Saved entries
PR #2058, opened 2021-09-07
AmolVyas_Assignment_29

amolvyas2311:
image

### DIFF
--- a/src/amol_Vyas/Assignment_29.java
+++ b/src/amol_Vyas/Assignment_29.java
@@ -1,0 +1,69 @@
+package amol_Vyas;
+
+public class Assignment_29 {
+
+	String getReverseString(String input) {
+		String output = "";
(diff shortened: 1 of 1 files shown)


src/amol_Vyas/Assignment_29.java
```diff
@@ -0,0 +1,69 @@
...
+
+	boolean checkPalindromNumber(int number) {
+		boolean flag = false;
+		int reminder = 0, sum = 0, temp = number;
+		while (number > 0) {
+			reminder = number % 10;
+			sum = (sum * 10) + reminder;
+			number = number / 10;
+		}
+		if (sum == temp)
```
harshvegada, line 44: you should use .equals method which compares the content of string n this == compares the reference

harshvegada (approved):
**`Code looks good to me`**

PR #2073, opened 2021-09-07
finding nth highest number from array

gaurav-4uk:
Input:
int[] arr = {10,23,2,11,55,43,99};
input n = 3;

Output:
The nth highest number from the array [10, 23, 2, 11, 55, 43, 99] is 43, where n=3


harshvegada (approved):
**`Code looks good to me`**

PR #2113, opened 2021-09-08
Prerana_Assignment_27

preranabirari30:
image

### DIFF
--- a/src/prerana/SimilarArray.java
+++ b/src/prerana/SimilarArray.java
@@ -1,0 +1,36 @@
+
+package prerana;
+
+import java.util.Arrays;
+
+public class SimilarArray {
+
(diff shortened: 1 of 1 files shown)


src/prerana/SimilarArray.java
```diff
@@ -0,0 +1,36 @@
+
+package prerana;
+
+import java.util.Arrays;
+
+public class SimilarArray {
+
+	void getsimilarArray(int arr1[], int arr2[]) {
+
+		if(Arrays.equals(arr1, arr2))
```
harshvegada, line 10: we should use write logic, not use predefined methods

harshvegada (approved):
**`Code looks good to me`**

PR #4845, opened 2026-07-09
Update pr-deploy-command

joshbermanssw:
Update the pr-deploy-command to have failues commented earlier and remove the failing lighthouse runs on the staging deployments

PR #4846, opened 2026-07-09
🐛 Fix /deploy workflow rejected at startup after #4845

joshbermanssw:
## TL;DR

Since #4845 merged, GitHub couldn't parse `pr-deploy-command.yml`, so it showed as a raw file path in the Actions tab and every event produced a 0-second startup-failure — commenting `/deploy` silently did nothing. This restores it to a valid, parseable workflow (`actionlint` clean).

## Why

Two independent workflow-level errors from #4845 each made GitHub reject the whole file at load time:

- An empty `${{ }}` sat inside a comment in the `notify-failure` run block. Actions templates the run script *before* pwsh sees it, ignoring the `#`, and an empty expression is a syntax error.
- `prLighthouseInsights` read `needs.validate.*` in its `with:` block but only declared `needs: [pr-deploy]` — referencing an undeclared dependency.

Also added the required `description` to the `deploy` composite action (`action.yml` needs both `name` and `description`), which #4845 touched.

Once merged, the sidebar entry returns to its proper name, **"PR - deploy to slot on /deploy"**.

## Links

- [Actions runs for this workflow](https://github.com/SSWConsulting/SSW.Website/actions/workflows/pr-deploy-command.yml)
- #4845


18-th (approved):
LGTM

PR #4867, opened 2026-07-14
💄 Add light/dark mode toggle to the v3 homepage

joshbermanssw:
## TL;DR

The v3 homepage was dark-only. This adds a light/dark toggle **scoped to the homepage** and migrates the homepage blocks off hardcoded dark colours (`text-white`, `text-gray-*`, `bg-sswCard`, `border-sswBorder`) to theme tokens (`text-foreground`, `text-muted-foreground`, `border-hairline`) so light mode renders correctly — dark mode is byte-for-byte unchanged.

## How

- `HomeThemeProvider` + `HomeThemeShell` apply `.dark` to a homepage-scoped wrapper (not `<html>`), so Tailwind `dark:` variants and the design-token CSS vars resolve from that ancestor.
- The nav's sun/moon toggle flips/persists the choice (`localStorage`); a first-time visitor with no saved choice follows their OS `prefers-color-scheme` (system default) — dark is only the SSR seed, corrected before first paint by an inline script so there's no flash.
- Each migrated block keeps its exact dark appearance via `dark:` variants; only the light path is new.

## Reviewer notes

- **Scoped, not global.** `.dark` lives on a homepage wrapper only — other routes (including the always-`.dark` consulting v2 pages that share these v3 blocks) are unaffected.
- **Media stays dark by design.** videoHero, heroBox, image-overlay cards, the countdown, SSW-red badges and the WebGL globe read as dark panels in both themes — their text sits over video/photos.
- **Toggle placement is temporary.** Bottom-left floating button until the megamenu header extension point is sorted.

## Status

Draft — functionally complete and lint-clean; opening for a preview deploy + visual review.


components/blocksSubtemplates/tinaFormElements/colourOptions/blockBackgroundOptions.tsx
```diff
@@ -1,61 +1,101 @@
...
   {
     name: "Dark Gray",
-    classes: "bg-gray-950 text-white",
+    classes: "bg-gray-50 text-foreground dark:bg-gray-950 dark:text-white",
     reference: 4,
-    editorClasses: "bg-[#222222] text-white",
     hex: "#030712",
+    lightHex: "#f9f9f9",
+    lightPreviewClasses: "bg-[#f9f9f9] text-black",
+    darkPreviewClasses: "bg-[#030712] text-white",
```
isaaclombardssw: This dark preview reads `#030712`, but this repo overrides Tailwind's grays, so `bg-gray-950` actually renders **#222222** on the page (`Gray` / `bg-gray-900` = **#333333**, and the `from-gray-900` gradients too). So the picker swatch won't match what renders. The old `editorClasses: bg-[#222222]` existed to fix exactly this and got dropped.

Worth a short comment here so the next person doesn't re-break it:

```js
// Preview hexes are hardcoded: the Tina editor runs its own Tailwind instance
// without this repo's gray overrides (gray-950=#222222, gray-900=#333333), so
// bg-gray-* can't resolve here. Keep the dark hexes matching the render classes.
```

🤖

components/layout/homeTheme.tsx
```diff
@@ -0,0 +1,151 @@
...
+  if (typeof window === "undefined") return DEFAULT_THEME;
+  try {
+    const stored = window.localStorage.getItem(STORAGE_KEY);
+    if (stored === "light" || stored === "dark") return stored;
+  } catch {
+    /* ignore */
+  }
+  return window.matchMedia("(prefers-color-scheme: dark)").matches
+    ? "dark"
+    : "light";
```
isaaclombardssw, line 60: The PR description says the homepage "defaults to dark", but this falls back to `prefers-color-scheme`, so a light-OS visitor with nothing stored gets the light homepage by default. Code and description disagree - looks like this half may not have been finished.

Not my call which way it should go, but the two should be consistent. If dark-first was the intent, this is the change:

```suggestion
  return DEFAULT_THEME;
```

If OS-preference is intentional, leave it and update the PR description instead. Flagging so it's a deliberate choice, not an oversight - especially while light mode is still unreviewed.

🤖

components/layout/homeNavActions.tsx
```diff
@@ -0,0 +1,209 @@
...
+
+  const submit = (e: FormEvent<HTMLFormElement>) => {
+    e.preventDefault();
+    if (term.trim()) {
+      window.open(
+        `https://www.google.com.au/search?q=site:${SEARCH_SITE}%20${encodeURIComponent(
+          term
+        )}`,
+        "_blank"
+      );
```
isaaclombardssw, line 71: `window.open(..., "_blank")` without `noopener` lets the opened tab reach back via `window.opener` (reverse tabnabbing). Add the window features:

```suggestion
      window.open(
        `https://www.google.com.au/search?q=site:${SEARCH_SITE}%20${encodeURIComponent(
          term
        )}`,
        "_blank",
        "noopener,noreferrer"
      );
```

🤖

components/layout/homeNavActions.tsx
```diff
@@ -0,0 +1,209 @@
...
+  if (!mounted) return null;
+  return createPortal(
+    <div className={isDark ? "dark" : undefined}>{children}</div>,
+    document.body
+  );
+}
+
+function SearchButton({ isDark }: { isDark: boolean }) {
+  const [open, setOpen] = useState(false);
+  const [term, setTerm] = useState("");
```
isaaclombardssw, line 53: The search overlay can't be dismissed with the keyboard - Esc does nothing. Add a listener while it's open (`useEffect` is already imported):

```suggestion
  const [open, setOpen] = useState(false);
  const [term, setTerm] = useState("");

  useEffect(() => {
    if (!open) return;
    const onKey = (e: KeyboardEvent) =>
      e.key === "Escape" && setOpen(false);
    document.addEventListener("keydown", onKey);
    return () => document.removeEventListener("keydown", onKey);
  }, [open]);
```

Same gap on `RegionGlobe` below - worth the same treatment.

🤖

components/layout/homeNavActions.tsx
```diff
@@ -0,0 +1,209 @@
...
+        className={ICON_BUTTON}
+      >
+        <SearchIcon className="size-6" aria-hidden="true" />
+      </button>
+      {open && (
+        <Portal isDark={isDark}>
+          <div
+            className="fixed inset-0 z-1000 flex items-start justify-center bg-black/50 p-6 pt-24"
+            onClick={() => setOpen(false)}
+          >
```
isaaclombardssw, line 95: The modal has no dialog semantics, so screen readers don't announce it as a dialog or scope to it. Add the roles:

```suggestion
          <div
            role="dialog"
            aria-modal="true"
            aria-label="Site search"
            className="fixed inset-0 z-1000 flex items-start justify-center bg-black/50 p-6 pt-24"
            onClick={() => setOpen(false)}
          >
```

`autoFocus` on the input already handles focus-in; a full focus-trap (keeping Tab inside the dialog) is the one remaining a11y gap, but that's more than a basic and fine to leave for a follow-up.

🤖

isaaclombardssw (changes requested):
A few small bits of feedback.

Page looks good.

isaaclombardssw:
Resolve conflicts

isaaclombardssw (approved):
✅

Will eventually want dark mode across sites so that the mega menu isn't so brittle but this is fine for now

PR #4869, opened 2026-07-14
💄 Make homepage people cards clickable + fix console errors

wicksipedia:
## Why

The people cards on the homepage ("We work together to form an amazing collective brain") weren't clickable — you had to hit the small SSW logo icon to reach someone's profile. Making the whole card a link surfaced a pre-existing hydration error that was killing the block, and chasing that turned up a handful of other console/build warnings worth clearing while we were in here.

## What changed

Each fix is a separate commit.

### The feature

- **Clicking anywhere on a person's card opens their SSW People profile.** The card-wide link is an overlay rather than a wrapper, so the LinkedIn, X and SSW People icons stay separately clickable instead of nesting anchors inside one another. Cards with no SSW People URL stay non-clickable, and icons already hid themselves when their URL was missing.

### The bug that broke the clicks

- **Hydration mismatch in the person card textures.** `personCardTexture.tsx` used `useId()` to namespace its SVG `<defs>`; server and client generated different ids, so React bailed out of hydrating the whole block and the card went dead. The texture is already chosen deterministically from the card's index, so the id is now derived the same way. A `scope` keeps the mobile-carousel and desktop-grid copies unique.

### Console + build noise

- **`url(null)` → `GET /null`.** `v2ComponentWrapper` always set `background-image`, so any block without one rendered `url(null)`. The browser dutifully fetched `/null`, which hit the `[filename]` catch-all and logged `Unable to find record content/pages/null.mdx` on every page load. One guard, both symptoms gone.
- **`collapsible` leaking to the DOM.** Radix's `Accordion` only accepts `collapsible` with `type="single"`. With `type="multiple"` it fell through to the DOM and React logged ``Received `true` for a non-boolean attribute `collapsible` `` on every page using the block.
- **Legacy `objectFit` prop** on both logo carousels — dropped by `next/image` in v13, so it did nothing and warned on every logo. Replaced with `object-contain`.
- **Undeclared image quality.** The hero and event banners render at `quality={100}`, which Next 16 will refuse to serve unless it's listed. Added `images.qualities` to `next.config.mjs`.
- **Ambiguous `z-[2]`.** The arbitrary value matched both the core `z` utility and the `zIndexStack` plugin's, so Tailwind warned and the class was unreliable. Added `2` to the `zIndex` scale; the hero uses the named `z-2`.
- **Stale browserslist data** (14 months old). Ran `update-browserslist-db`, which also deduped `caniuse-lite` from three copies to one and patch-bumped two transitive deps (`crelt`, `uuid`). No target browser changes.

## Verification

Driven in a real browser against a dev server:

- Clicking the photo navigates to `ssw.com.au/people/adam-cogan/`; clicking the LinkedIn icon on the same card navigates to `linkedin.com/in/adamcogan` — the overlay and the icons each win their own clicks.
- Homepage: zero console errors, zero `/null` requests, no duplicate texture ids in the DOM.
- Consulting page (which uses the accordion block): the `collapsible` error is gone.
- `tsc --noEmit` clean.

## Not fixed (out of scope, flagging them)

- The **"More SSW People"** button 404s in dev. `/people` is a separate app served at `ssw.com.au/people` in production — nothing in this repo serves that route, so this is expected locally and fine in prod.
- `/api/tina/query/with-fallbacks` 404s on the consulting page. That's Tina's own dev-only endpoint, unrelated to anything here.


wicksipedia:
Good catch — the comment read as though the social links were `z-10`, but that's the overlay; the icons are `z-20`. Reworded in ad2f801. No behaviour change.

joshbermanssw:
Border effect still on whole card during hover

isaaclombardssw (approved):
✅✅✅ good improvements

PR #4884, opened 2026-07-22
⚡ Homepage performance, accessibility, and live-stream fixes

joshbermanssw:
## TL;DR

Works through the homepage's Lighthouse findings — a heavy LCP hero image, a 0.698 CLS footer jump, and a forced reflow — and folds in a footer-contrast fix, a testimonial ARIA fix, and a site-wide live-stream hydration error. No visual or behavioural change is intended; the perf items map 1:1 to the flagged Lighthouse audits.

## What's here

Three independent concerns on one branch:

**⚡ Page-speed (Lighthouse)**
- **LCP / image weight** — hero background dropped from `quality={100}` to `75` (imperceptible under its gradient overlay + 60% opacity) and a `1440` device size closes the `1200 → 1920` srcset gap, so ~1250–1310px slots stop pulling the oversized 1920 candidate. Hero est. ~126 KiB → ~40 KiB.
- **CLS (0.698)** — the globe stage (34–40rem tall) was gated on a client-only media query, so it was absent from the SSR HTML and only appeared after hydration, shoving the footer (the last block on the page) down ~a full viewport. The stage box is now reserved via CSS (`hidden lg:block`) with only the WebGL canvas waiting on `isDesktop`; also drops a redundant `h-screen` from the page wrapper.
- **Forced reflow** — `ButtonRow` read each button's `clientWidth` in a post-render effect (a synchronous layout, once per ButtonRow). The reads now run inside the `ResizeObserver` callback, which fires after layout is already computed.

**♿ Accessibility**
- Testimonials: prohibited `aria-label` on a generic span replaced with an sr-only quote copy + `aria-hidden` animated words.
- Footer "powered by" row: `text-gray-500` (3.33:1) → `text-gray-400` (6.34:1) to clear WCAG AA contrast.

**🐛 Live-stream banner**
- Mount-gate the time-dependent banner so cached SSR HTML and the first client render match, resolving the site-wide React #418 hydration error.
- Derive banner timezone/labels from the streamed chapter's city (Sydney stays as fallback), show "Streaming has finished." for past events, and clamp `countdownTextFormat` against negative input.

## Files

| File | Concern |
|---|---|
| `components/blocks/v3/heroBox/heroBox.tsx`, `next.config.mjs` | LCP / image weight |
| `components/blocks/v3/globe/globe.tsx`, `app/components/page-layout.tsx` | CLS |
| `components/blocksSubtemplates/buttonRow.tsx` | Forced reflow |
| `components/blocks/v3/testimonials/testimonials.tsx`, `components/layout/footer/footer.tsx` | A11y |
| `app/live-steam-banner/live-stream.tsx`, `components/liveStream/liveStreamBanner.tsx`, `helpers/countdownTextFormat.ts` | Live-stream |

## Reviewer notes

- **Perf items map 1:1 to Lighthouse.** The image "larger than needed" flag, the 0.698 footer CLS, and the forced-reflow audit — re-run Lighthouse on the homepage to confirm.
- **Button wrap behaviour unchanged.** When one button fills the row, the others still stack full-width; the measurement just moved off the render path.

### DIFF
--- a/app/components/page-layout.tsx
+++ b/app/components/page-layout.tsx
@@ -13,7 +13,7 @@ const PageLayout = ({
 }: PageLayoutProps) => {
   return (
     <HeaderAppearanceProvider>
-      <div className="flex h-screen min-h-screen flex-col">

Work to complete
Find the string "workflow" in the records, then copy each line where it occurs.

Output of the exercise
🐛 Fix /deploy workflow rejected at startup after #4845
Since #4845 merged, GitHub couldn't parse `pr-deploy-command.yml`, so it showed as a raw file path in the Actions tab and every event produced a 0-second startup-failure — commenting `/deploy` silently did nothing. This restores it to a valid, parseable workflow (`actionlint` clean).
Two independent workflow-level errors from #4845 each made GitHub reject the whole file at load time:
- [Actions runs for this workflow](https://github.com/SSWConsulting/SSW.Website/actions/workflows/pr-deploy-command.yml)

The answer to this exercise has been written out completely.